As an example of examining current viewpoints, the other day, someone I knew that is fairly open-minded stated that the Great Depression was made better by FDR’s “New Deal” programs. I asked he why he believed this. He thought to himself for a moment and told me it’s because he learned it in high school.
Bingo. I told him not to believe everything he believed in high school because history in high school is government-revisionist (history tends to be written by the “winners”). Then I gave him this article. One should always look up the things they thought for sure were facts that they learned when they were a kid. The information I provided changed his mind on this long-held belief.
The point is not that everyone can change their minds this easily, but instead, to provide an example of someone who needed a little encouragement to challenge a long-held belief.
Many of the world’s most successful businessmen will tell you to listen to all information, even what you don’t want to hear. Many of the best businessmen listen to the people that work both with them and below them and learn to understand inner desires of the market they serve. When the market is telling them something, they listen and act.
When I want to improve, I ask others to give it to me real. I need to know what people are really thinking. People may still have their reservations about telling the full truth about what they think, but encouraging them to tell you what’s closest to the truth as possible will still get you closer to it.

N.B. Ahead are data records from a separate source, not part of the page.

PR #26038, opened 2026-05-31
fix(Ulduar): Archivum RP missing after Iron Council defeat

Chinoske:
## Changes Proposed

Fixes #25464 — After defeating the Iron Council in Ulduar, Brann Bronzebeard (entry 33235) remains invisible and the Archivum RP sequence never triggers. Brann and Prospector Doren stay invisible, making quests 13604–13607 (and Algalon access) impossible to complete.

`SetBossState(BOSS_ASSEMBLY, DONE)` had no `case` in the instance script switch, so the Archivum RP relied entirely on a SmartAI OOC event (`event_type=1`, `event_flags=513`, NOT_REPEATABLE) that called `SetData(1,1)` on Brann. That event fires at most once per creature lifetime. On server restart with a saved DONE state, Brann respawned and the OOC event could never re-fire.

**Fix:**
- Register Brann (entry 33235) in the Ulduar instance script
- Add `case BOSS_ASSEMBLY` in `SetBossState()`: when state reaches DONE, directly call `brann->AI()->SetData(1, 1)` to trigger the Archivum RP
- Add `case NPC_BRANN_ARCHIVUM` in `OnCreatureCreate()`: if instance is already saved as DONE (server restart scenario), call `SetData(1, 1)` immediately on spawn — same pattern used for NPC_KOLOGARN
- SQL: Remove `SMART_EVENT_FLAG_NOT_REPEATABLE` (0x001) from Brann's SAI OOC self-signal event (513 → 512)

This PR proposes changes to:
- [x] Scripts (`instance_ulduar.cpp`, `ulduar.h`)
- [x] Database (`pending_db_world` — SmartAI flag update for Brann entry 33235)

**AI-assisted Pull Requests**
- [x] AI tools were used partially in preparing this pull request.

## Issues Addressed

Fixes #25464

## Tests Performed

- [x] Tested in-game by the author.
- [ ] Tested in-game by other community members.
- [x] This pull request requires further testing and may have edge cases to be tested.

## How to Test the Changes

1. Reset a 10 or 25-man Ulduar instance.
2. Kill the Iron Council — verify Brann Bronzebeard (33235) becomes visible near the Archivum and plays the full dialogue RP.
3. Verify Prospector Doren (33956/33957) becomes visible and offers quest 13607 `The Celestial Planetarium`.
4. Save the instance, restart the server, re-enter — verify Brann and Doren are still visible in their correct positions.
[...]

PR #26212, opened 2026-06-15
fix(DB/Ulduar): Brann Bronzebeard Archivum event condition uses wrong INSTANCE_INFO type

Chinoske:
## Description

Brann Bronzebeard (NPC 33235) fails to appear in the Ulduar Archivum after a server restart even when Assembly of Iron has already been defeated. The SmartAI OOC event that triggers the Archivum data-recovery RP sequence is gated by a `CONDITION_INSTANCE_INFO` row that permanently evaluates to false due to a wrong subtype value, making the condition unable to detect that the encounter is complete.

Fixes #26038.

### Root Cause

In `data/sql/base/db_world/conditions.sql`, the condition row for Brann 33235 (`SourceTypeOrReferenceId=22` / `SourceGroup=13` / `SourceEntry=33235`) had `ConditionValue3=0` (`INSTANCE_INFO_DATA`).

In `ConditionMgr.cpp`, `CONDITION_INSTANCE_INFO` dispatches on `ConditionValue3`:

```
case INSTANCE_INFO_DATA (0):      condMeets = instance->GetData(ConditionValue1)      == ConditionValue2;
case INSTANCE_INFO_BOSS_STATE(2): condMeets = instance->GetBossState(ConditionValue1) == EncounterState(ConditionValue2);
```

Ulduar's `GetData()` override only handles tower events, `DATA_MAGE_BARRIER`, and `DATA_CALL_TRAM`. It has no case for boss indices, so `GetData(BOSS_ASSEMBLY_OF_IRON)` (index 4) falls through and returns 0. The condition `0 == 3 (DONE)` is permanently false. `GetBossState()` is the correct path used by the entire Ulduar instance script for tracking encounter completion.

### Fix

Changed `ConditionValue3` from `0` (`INSTANCE_INFO_DATA`) to `2` (`INSTANCE_INFO_BOSS_STATE`) on the Brann 33235 condition row. This routes the check through `instance->GetBossState(4) == DONE(3)`, which is how every other boss-completion check in the Ulduar instance works and correctly returns `DONE` after a server restart.

### Sources (WotLK 3.3.5a)

- https://www.wowhead.com/wotlk/npc=33235 — Brann Bronzebeard in Ulduar; comments confirm he appears at the Archivum after Assembly of Iron is killed and initiates the data-recovery event
- https://www.wowhead.com/wotlk/npc=32867 — Assembly of Iron (Steelbreaker); the encounter whose completion gates the Archivum RP

### How to test

1. Enter Ulduar (603) on a fresh instance and defeat the Assembly of Iron encounter fully.
2. Log out and back in (or restart the server) while still in the instance.
3. **Before fix:** Brann Bronzebeard does not appear in the Archivum; the data-recovery RP never fires.
4. **After fix:** Brann spawns at the Archivum console and begins the RP sequence as expected.
5. Verify that entering a saved instance where Assembly of Iron is already `DONE` also shows Brann present immediately.

### Extra notes

- No C++ change is required. The core condition evaluation logic is correct; only the DB value selecting which instance accessor to call was wrong.
- The same condition row correctly keeps `ConditionValue1=4` (boss index) and `ConditionValue2=3` (`DONE`); only `ConditionValue3` was wrong.
- A `pending_db_world` update file (`2026_06_15_00_fix_brann_archivum_condition.sql`) is included alongside the `conditions.sql` base file correction.

## Summary by CodeRabbit

* **Bug Fixes**
  * Corrected the script condition for Brann Bronzebeard to properly detect Assembly of Iron completion, ensuring the character's interaction triggers correctly after defeating the boss encounter.

### DIFF
--- a/data/sql/updates/pending_db_world/2026_06_15_00_fix_brann_archivum_condition.sql
+++ b/data/sql/updates/pending_db_world/2026_06_15_00_fix_brann_archivum_condition.sql
@@ -1,0 +1,9 @@
+-- DB update 2026_06_11_02 -> 2026_06_15_00
+--
+-- Fix Brann Bronzebeard (33235) SAI condition for Assembly of Iron completion check.
+-- ConditionValue3=0 (INSTANCE_INFO_DATA) calls GetData() which has no handler for
+-- BOSS_ASSEMBLY_OF_IRON (4) in Ulduar, always returning 0. The correct type is
+-- ConditionValue3=2 (INSTANCE_INFO_BOSS_STATE) which calls GetBossState(4) == DONE(3).
+DELETE FROM `conditions` WHERE `SourceTypeOrReferenceId` = 22 AND `SourceGroup` = 13 AND `SourceEntry` = 33235;
+INSERT INTO `conditions` (`SourceTypeOrReferenceId`, `SourceGroup`, `SourceEntry`, `SourceId`, `ElseGroup`, `ConditionType`, `ConditionTarget`, `ConditionValue1`, `ConditionValue2`, `ConditionValue3`, `NegativeCondition`, `ErrorType`, `ErrorTextId`, `ScriptName`, `Comment`) VALUES
+(22, 13, 33235, 0, 0, 13, 1, 4, 3, 2, 0, 0, 0, '', 'Execute SAI only if Assembly of Iron Done');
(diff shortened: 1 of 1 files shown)


PkllonG:
Tested

Nyeriah (approved):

This said, a truthful, especially thoughtful compliment is great as well. But I want to hear criticism of my own work if that criticism is going to make me better at what I do.
You should do this too.
The echo chamber is a powerful blockade of intellectual development. A man should always remain open-minded to factual information, even if it does not support his current view of the world. This said, even if you can rationally determine that the “other side” is blatantly lying, you should still be aware of what they are saying and why.
Additionally, men must learn and grow from inconvenient facts and criticism. This does not mean you need to be apologetic or to take criticism to heart, but instead, to understand the viewpoints of those who criticise you and what their motives are in order to improve yourself and your mission.
If you don’t do these things, you’re shutting yourself out to a ton of information that you can learn and grow from. You’re closing yourself off to a mindset that is essential to your own success.
Remember these lessons, and take them with you for the rest of your life as you seek to spur your intellectual and masculine development.